━━ Data supplied ━━
PR #478, opened 2020-09-04
Use the new test method for all Kata's

vivanwin:


rmshaffer:
@vivanwin looking at these CI failures, I am wondering if there is a similar package load timing issue happening here where the `Microsoft.Quantum.Xunit` package is not being loaded in time.

You could attempt to add the workaround in `validate-notebooks.ps1` that I've tried in my PR #468:
https://github.com/microsoft/QuantumKatas/blob/1b9bcfa00b25602edd82182f50c16ac712ef6115/scripts/validate-notebooks.ps1#L67-L83

I think you would only need to include `Microsoft.Quantum.Standard` and `Microsoft.Quantum.Xunit` in that list to fix this particular issue.

tcNickolas:
Any theory for why this did not happen in the canary case? Not all katas are failing - is it only happening to the katas that use QuantumSimulator rather than CounterSimulator?

rmshaffer:
> Any theory for why this did not happen in the canary case? Not all katas are failing - is it only happening to the katas that use QuantumSimulator rather than CounterSimulator?

I don't think it's correlated to that. I think it may just be a timing thing, whether the packages finish loading before the `.qs` files are compiled. Having the `%workspace reload` in the notebook is likely another way to avoid this problem (some notebooks don't have it).

@vivanwin, the CI failures now are timeouts, which could be addressed by:

- Removing `Microsoft.Quantum.Katas` and `Microsoft.Quantum.MachineLearning` from the `$env:IQSHARP_AUTO_LOAD_PACKAGES` in your `validate-notebooks.ps1` change. Those packages aren't necessary for your scenario here, and will speed up the runtime.
- Adding an increased `--ExecutePreprocessor.startup_timeout` to the `jupyter nbconvert` calls in the `validate-notebooks.ps1` script. I believe it is correct and expected that the startup time will increase as part of this change. We are essentially frontloading all of the work from the `%package Microsoft.Quantum.Katas` and `%workspace reload` cells, as well as loading an additional package `Microsoft.Quantum.Xunit` which is necessary for the Q# tests to compile.

rmshaffer:
The CI is almost there! Only one notebook is failing now: it appears that the `TruthTables` notebook does actually have a compile-time dependency on `Microsoft.Quantum.Katas`, so perhaps that package does actually need to be in the `$env:IQSHARP_AUTO_LOAD_PACKAGES` list after all.

Thanks for working through this!

tcNickolas:
This is _really_ weird - TruthTables doesn't do anything fancy that other katas don't... We'll need to look closer into that

rmshaffer:
> This is _really_ weird - TruthTables doesn't do anything fancy that other katas don't... We'll need to look closer into that

Probably just another unpredictable timing issue, then. 😞

tcNickolas (changes requested):
This problem is not specific to CI builds, I can reproduce it when running the notebook locally - running the first task cell gives `Invalid test name: T1_ProjectiveTruthTables_Test` error. `%workspace reload` cell gives 

    : error IQS000: Could not compile Roslyn dll from working folder.
    : error CS0246: The type or namespace name 'Xunit' could not be found (are you missing a using directive or an assembly reference?)

which seems to point to `Xunit` not loaded in time - but when running the notebook locally, for which we don't have a workaround (I really don't think we can offer the local users to run some setup scripts for a temporary workaround). 

@rmshaffer Have you tried running this with the latest beta of IQ# (the one we're expecting will fix the issue)? I'm concerned that this might point to another problem, since we don't have a good idea where it is coming from.

rmshaffer:
> @rmshaffer Have you tried running this with the latest beta of IQ# (the one we're expecting will fix the issue)? I'm concerned that this might point to another problem, since we don't have a good idea where it is coming from.

Good question, @tcNickolas. I will test this branch against the latest IQ# beta and report back.

rmshaffer:
> I will test this branch against the latest IQ# beta and report back.

It turns out the problem is fairly obvious: somehow `TruthTables.csproj` is not part of this PR, and did not get the `<IQSharpLoadAutomatically>true</IQSharpLoadAutomatically>` property added like the rest of the `.csproj` files did. Once I make that change to `TruthTables.csproj`, everything seems happy.

tcNickolas:
@rmshaffer I see how that could be an issue :-D Thank you for tracking this down! We shouldn't need the workarounds we did if that's the case, right?

@vivanwin Please double-check that the katas that are not included in the CI build are also updated consistently and execute fine when running the corresponding notebooks locally. The list of excluded katas can be found [here](https://github.com/microsoft/QuantumKatas/blob/master/scripts/validate-notebooks.ps1#L95).

Which katas are excluded from this change? (The PR title says "almost all", so it's good to be explicit about which ones are excluded)

rmshaffer:
> @rmshaffer I see how that could be an issue :-D Thank you for tracking this down! We shouldn't need the workarounds we did if that's the case, right?

We shouldn't need the most recent workaround - i.e., I believe `Microsoft.Quantum.Katas` doesn't need to be in `$env:IQSHARP_AUTO_LOAD_PACKAGES` in `validate-notebooks.ps1`. I believe we do need the others still, until after the next QDK release.

vivanwin:
All the Kata's are now using the new @ test method.

rmshaffer (approved):

rmshaffer:
> All the Kata's are now using the new @ test method.
> For now the CI test are a bit slower then it used to be, because for all the tests these packages are loaded regardless if it is needed:
> Microsoft.Quantum.Standard
> Microsoft.Quantum.Xunit
> Microsoft.Quantum.Katas

Thanks @vivanwin! Yes, it looks like the CI is a few minutes slower (increase from ~27 min to ~32 min), but this should become better after the next QDK release, at which point I will remove the workaround to avoid loading unnecessary packages.

scripts/validate-notebooks.ps1
```diff
@@ -58,16 +58,33 @@ function Validate {
     # Convert %kata to %check_kata
     (Get-Content $Notebook -Raw) | ForEach-Object { $_.replace('%kata', '%check_kata') } | Set-Content $CheckNotebook -NoNewline
 
+    # For build 0.12.20082513, work around an IQ# package load timing issue by forcing all necessary packages to be loaded up-front.
```
tcNickolas, line 61: Do we need to do this check separately for each kata, or can we do it once before we start iterating over individual notebooks?

TruthTables/Tests.qs
```diff
@@ -20,46 +20,53 @@ namespace Quantum.Kata.TruthTables {
         Fact(actual::bits == expected::bits, $"Truth table for {name} is not correct");
     }
 
+    @Test("Microsoft.Quantum.Katas.CounterSimulator")
```
tcNickolas, line 23: TruthTables kata doesn't work when executed locally - it gives me "Invalid test name: T1_ProjectiveTruthTables_Test" which typically indicates missing "%workspace reload" command. 

Alternatively, I think this kata should work with `QuantumSimulator`, it doesn't look like it's using any of the `CounterSimulator` features - can you try that?

tcNickolas (changes requested):
Actually, I tried running several different katas locally, and most of them give me "Invalid test name" error - Superposition, Teleportation, CHSHGame, MagicSquareGame and SolveSATWithGrover, to name a few. The katas that *don't* give me this error are BasicGates (don't know why) and Measurements (because it has `%workspace reload`?), so it shouldn't be the case that my local IQ# setup is completely broken.

Have you tried running the notebooks locally from a new command line window (so that leftover environment variable from the validate-notebooks script doesn't work silently)? Can you reproduce the failures I'm seeing when running a fresh setup? 

Let's be careful about this change - we want to keep things working locally that worked before this change :-)

vivanwin:
Let's wait for the new release of IQSharp kernel, this should resolve all these issues.

tcNickolas:
Sounds good! This is not a user-facing change, so waiting a good option :-)

scripts/validate-notebooks.ps1
```diff
@@ -64,6 +64,23 @@ function Validate {
...
+                "Microsoft.Quantum.Standard",
+                "Microsoft.Quantum.Xunit",
+                "Microsoft.Quantum.Katas"
+            ) -join ","
+            Write-Host ("Set IQSHARP_AUTO_LOAD_PACKAGES: " + $env:IQSHARP_AUTO_LOAD_PACKAGES)
+        }
+    } catch {
+        Write-Host ("Failed to read iqsharp version: " + $_)
+    }
+
```
rmshaffer, line 83: Note: this workaround is no longer necessary and can be removed.

TruthTables/Tests.qs
tcNickolas: Let's handle switching from `CounterSimulator` to `QuantumSimulator` in a separate PR - it's going to be easier to keep this a purely syntax change and to review and troubleshoot meaningful changes with smaller scope

tcNickolas (approved):
Looks good! I'll file some follow up issues to remove `CounterSimulator` when `QuantumSimulator` would be sufficient.

Not sure why CI build is stuck, once it passes we can merge.

Thank you!

PR #480, opened 2020-09-09
Build pipeline triggers

anpaz-msft:
Makes sure the build pipeline is triggered for PRs on main/release/feature branches.
Created new GitHub action to sync QDK HEADs on push to main.


tcNickolas:
1) Could you please resolve the conflict in the pipeline trigger?
2) Could you clarify whether this will affect the Katas CI build, or only the end-to-end QDK build?

anpaz-msft:
It affects only the CI build:
- It makes sure that PRs to `main` and any `feature/*` or `release/*` branch triggers a build for validation. It also removes the trigger when a push is done to `main` (since you can't commit to `main` without a PR this is unnecessary and just consumes build host agents).
We're standardizing across all branches on this behavior.

The other file is a GitHub action to trigger a build that automatically updates the `main` branch on the `qdk` repo to point to `main` on all submodules. This guarantees that `main` is always pointing to latest. Similarly, we're standardizing on this across all qdk repos.

anpaz-msft:
Should also mention. Not planning to have an e2e build for Katas. Katas has no downstream dependencies so there is no point in checking if changes to Katas will break anything downstream.
If you feel we should add one, though, we could easily do that.

tcNickolas (approved):
Looks good, thank you for the clarification!

PR #481, opened 2020-09-10
Global replace of references of master to main

anpaz-msft:


tcNickolas (approved):
Looks like the replace tool replaced Unicode symbols with question marks - I fixed that in one file that was affected. Other than that, looks good. Thank you!

PR #483, opened 2020-09-15
Updated 1.14 to add solution 2

katiescott75:
Added solution 2 to 114 Kata in Superposition workbook 2


tcNickolas (approved):
Looks good! CI build was failing because the test name and the operation name were incorrect in the new cell - they should match the ones used in the main task, since we're using the same operation override/test invocation mechanism as in the main kata. I went ahead and fixed that, and a formatting typo that caught my eye in the previous solution explanation.

Thank you! I'll merge once the CI passes.

PR #494, opened 2020-09-29
Update Katas to QDK version 0.12.20100301

rmshaffer:
This PR updates the QDK version to the newly-released v0.12.20100301.

Note that we should be able to resume progress on PRs #468 and #478 after this PR has been merged.

To do:
- [x] Update to released QDK version.


tcNickolas:
Why the cell execution timeout increase? CI build seemed to pass before that. I had the impression the new release offers performance improvement?

rmshaffer:
> Why the cell execution timeout increase? CI build seemed to pass before that. I had the impression the new release offers performance improvement?

If you look at the earlier CI builds, they had intermittent timeouts (which went away on a re-run), so I am just trying to increase the timeout to see if those intermittent timeouts go away.

Unfortunately I still hit the timeout once for a `%package Microsoft.Quantum.Katas` cell, even with the timeout at 300 seconds. See this failure: https://dev.azure.com/ms-quantum-public/Microsoft%20Quantum%20(public)/_build/results?buildId=15348&view=logs&j=5be64426-8cdd-541d-c95d-0b4557f8a274&s=d654deb9-056d-50a2-1717-90c08683d50a&t=5a226f14-71f5-5b48-f0c3-560eb5e56c2e&l=248

I don't yet understand why this is happening. We have not been seeing this in the Katas validation that runs as part of the E2E QDK builds (https://dev.azure.com/ms-quantum-public/Microsoft%20Quantum%20(public)/_build?definitionId=24&_a=summary).

tcNickolas:
Some transient timeouts are normal, sometimes the build agents just don't feel like it; `%package Microsoft.Quantum.Katas` is not... :-(

rmshaffer:
Quick update: the plan on this one is to first update to a new QDK version that includes the fix from https://github.com/microsoft/iqsharp/pull/331, which should resolve the intermittent timeouts we have been seeing in the CI runs here.

tcNickolas:
Sounds good - I'll close it now so that it's less tempting to merge it :-)

Issue #491, opened 2020-09-28
[GroversAlgorithm] Emphasize global phase in "Conditional phase flip" task


tcNickolas:
### Context
[GroversAlgorithm kata](https://github.com/microsoft/QuantumKatas/blob/main/GroversAlgorithm/) has a task "Conditional phase flip", which asks the learner to "Flip the sign of the state of the register if it is not in the |0...0⟩ state.". However, the reference implementation flips the sign of the state if it is in |0...0⟩ state, i.e., implements that transformation up to a global phase of -1. The hint in the task suggests that these two transformations are equivalent, and the tester checks unitary equality up to a global phase.

This is fine if this implementation is used for Grover's search algorithm itself, since the global phase will remain global and not be observable. However, if this implementation is used as a building block for other algorithms, in particular quantum counting algorithm, which converts the global phase difference into the relative phase, this can cause very interesting bugs (see an extended discussion in [this Quantum Computing SE question](https://quantumcomputing.stackexchange.com/questions/5973/counting-in-q-number-of-solutions/6446#6446)).

### Improvement
I would leave the testing harness as is (since for the purposes of Grover's algorithm both implementations are correct!), but put in a bit of effort into clarifying the difference and where it can come into play; so modifying [the hint](https://github.com/microsoft/QuantumKatas/blob/main/GroversAlgorithm/Tasks.qs#L138) (and in the matching notebook) to explain that for the purpose of Grover's algorithm these transformations will be the same, but if you're using it for something else you'll need an exact implementation. 
I'd also modify [both reference solutions](https://github.com/microsoft/QuantumKatas/blob/master/GroversAlgorithm/ReferenceImplementation.qs#L90) to include a comment along the lines "To fix the global phase difference, use the following line" and a line that uses the [R gate](https://docs.microsoft.com/en-us/qsharp/api/qsharp/microsoft.quantum.intrinsic.r) to add the right global phase. This way the reference solutions would implement the exact transformation.

Manvi-Agrawal:
Raising a new PR due to git issues

Manvi-Agrawal:
Recreating a new PR due to git issues

PR #505, opened 2020-10-04
Emphasized the importance of global phase in "Conditional phase flip" task in Grover's Algorithm Kata

Manvi-Agrawal:
Pull request in regard to the following issue : #491


GroversAlgorithm/GroversAlgorithm.ipynb
```diff
@@ -306,6 +306,15 @@
     "    You need to modify it to add the $-1$ phase to only the $|0...00\\rangle$ state instead.\n",
     "    <br/><br/>\n",
     "    Alternatively, you can use the same trick as in the oracle converter task.<br>\n",
+    "</details>\n",
+    "<br>\n",
+    "\n",
+    "<details>\n",
+    "  <summary><b>IMPORTANT : The test will pass but its not the correct implementation. For More details click here</b></summary>\n",
```
tcNickolas, line 313: I would move this comment to be part of the 1st note, so that the learner gets the information "let's implement a different transformation" and "beware, it is different and here are the consequences" in the same batch of hints.

tcNickolas: Also, the note "What we've just told you to do is not correct" looks a bit weird :-)

GroversAlgorithm/ReferenceImplementation.qs
```diff
@@ -13,6 +13,7 @@ namespace Quantum.Kata.GroversAlgorithm {
     open Microsoft.Quantum.Arrays;
     open Microsoft.Quantum.Intrinsic;
     open Microsoft.Quantum.Canon;
+    open Microsoft.Quantum.Math; // To use PI
```
tcNickolas, line 16: I wouldn't leave a comment for the import - we usually import libraries when they are needed without much justification.
```suggestion
    open Microsoft.Quantum.Math;
```

GroversAlgorithm/ReferenceImplementation.qs
```diff
@@ -94,6 +95,10 @@ namespace Quantum.Kata.GroversAlgorithm {
         // Convert it into a phase-flip oracle and apply it
         let flipOracle = OracleConverter_Reference(allZerosOracle);
         flipOracle(register);
+        
+        // To fix the global phase difference, use the following line :
+        // For more details refer to the following Quantum SE question : https://quantumcomputing.stackexchange.com/questions/5973/counting-in-q-number-of-solutions/6446#6446
+        R(PauliI, 2.0 * PI(), register[0]);
```
tcNickolas, line 101: Can you add this line to `PhaseFlip_ControlledZ` as well? I believe that alternative solution suffers from the same issue

tcNickolas (changes requested):
I made a pass and left a couple of comments. Also, could you add the same note to Tasks.qs variant of the kata (https://github.com/microsoft/QuantumKatas/blob/main/GroversAlgorithm/Tasks.qs#L138)? Some people might use the Q# project version of the kata, so we're trying to keep both "frontends" of each kata in sync.

Thank you!

GroversAlgorithm/GroversAlgorithm.ipynb
Manvi-Agrawal: I have done the changes. Also I added the mathematical part in Hint3. Let me know if any further changes need to be done.

GroversAlgorithm/ReferenceImplementation.qs
Manvi-Agrawal: Done

GroversAlgorithm/ReferenceImplementation.qs
Manvi-Agrawal: Done

PR #590, opened 2021-01-29
Update to 0.15 syntax, batch 1

tcNickolas:
This change updates the katas and tutorials to the new syntax introduced in Q# 0.15:
* "use" keyword instead of "using"
* no round brackets in for loops


vivanwin (approved):
This look good, thanks for the work.

Issue #552, opened 2020-10-28
Measurement counting mechanism should be updated for target package feature.


swernli:
When the feature work related to https://github.com/microsoft/qsharp-runtime/issues/249 is merged into main, the behavior of `M` will change such that each call to `M` ends up calling `Measure` underneath. This means that places like [Tests.qs](https://github.com/Microsoft/QuantumKatas/blob/main/Measurements/Tests.qs#L190) that validate measurement counts by adding together the number of calls to `M` and the number of calls to `Measure` will incorrectly double count and reject valid solutions. The fix is to update the counting logic to only count calls to `Measure`, but that change should only be made once the katas are updated to target a version of the QDK that includes the target package feature.

swernli:
Per conversation with @tcNickolas we think the best way to address this is fix the counting mechanism right when the target package feature gets merged. That will have correct behavior for anyone using beta QDK while being slightly over permissive for anyone using the release QDK until the feature makes it into a release. No one should experience any failures during that time, but some invalid kata solutions (that use too many calls to `M`) will be accepted, which is unfortunate but not blocking.

@bettinaheim  for FYI

swernli:
The work for https://github.com/microsoft/qsharp-runtime/issues/249 has completed the feature branch has been merged, so it's time to circle back to this issue and fix the katas as described above. I'll open a PR soon.

PR #592, opened 2021-01-29
Update Measurement counting logic

swernli:
With the feature work from https://github.com/microsoft/qsharp-runtime/issues/249 merged, the beta packages will now report oracle counts differently. This is expected, as `M` calls into `Measure`, so counting both operations will double count measurements and fail validation of solutions. This adjusts to only count `Measure` in order to ensure the right behavior in the pipeline and when the feature makes it into a public release.

This fixes Measurement counting mechanism should be updated for target package feature. #552


tcNickolas (approved):
Looks good; we'll be a little more permissive with these tasks until the release that includes this feature, but I think that's fine.

Thank you!

PR #594, opened 2021-01-30
Finish update to 0.15 syntax

tcNickolas:
This change also re-balances notebooks validation jobs to split notebooks more evenly between the two jobs.


vivanwin (approved):
Looks good, thank you.

PR #595, opened 2021-02-02
[Quickref] Update to 0.15 syntax

vivanwin:


quickref/qsharp-quick-reference.tex
```diff
@@ -586,7 +586,7 @@
 
   \begin{keysref}{Control Flow}
     Iterate over \newline a range of numbers
-                       & \texttt{for (\emph{index} in \emph{range}) \{ }\newline 
+                       & \texttt{for \emph{index} in \emph{range} \{ }\newline 
                          \texttt{\hphantom{....}// Use integer \emph{index}} \newline
                          \texttt{\hphantom{....}...} \newline
                          \texttt{\}} \newline
```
━━━
What you have to do. Using the records above, pull out each line where the word "tried" occurs.

Task response.
You could attempt to add the workaround in `validate-notebooks.ps1` that I've tried in my PR #468:
@rmshaffer Have you tried running this with the latest beta of IQ# (the one we're expecting will fix the issue)? I'm concerned that this might point to another problem, since we don't have a good idea where it is coming from.
> @rmshaffer Have you tried running this with the latest beta of IQ# (the one we're expecting will fix the issue)? I'm concerned that this might point to another problem, since we don't have a good idea where it is coming from.
Actually, I tried running several different katas locally, and most of them give me "Invalid test name" error - Superposition, Teleportation, CHSHGame, MagicSquareGame and SolveSATWithGrover, to name a few. The katas that *don't* give me this error are BasicGates (don't know why) and Measurements (because it has `%workspace reload`?), so it shouldn't be the case that my local IQ# setup is completely broken.
Have you tried running the notebooks locally from a new command line window (so that leftover environment variable from the validate-notebooks script doesn't work silently)? Can you reproduce the failures I'm seeing when running a fresh setup? 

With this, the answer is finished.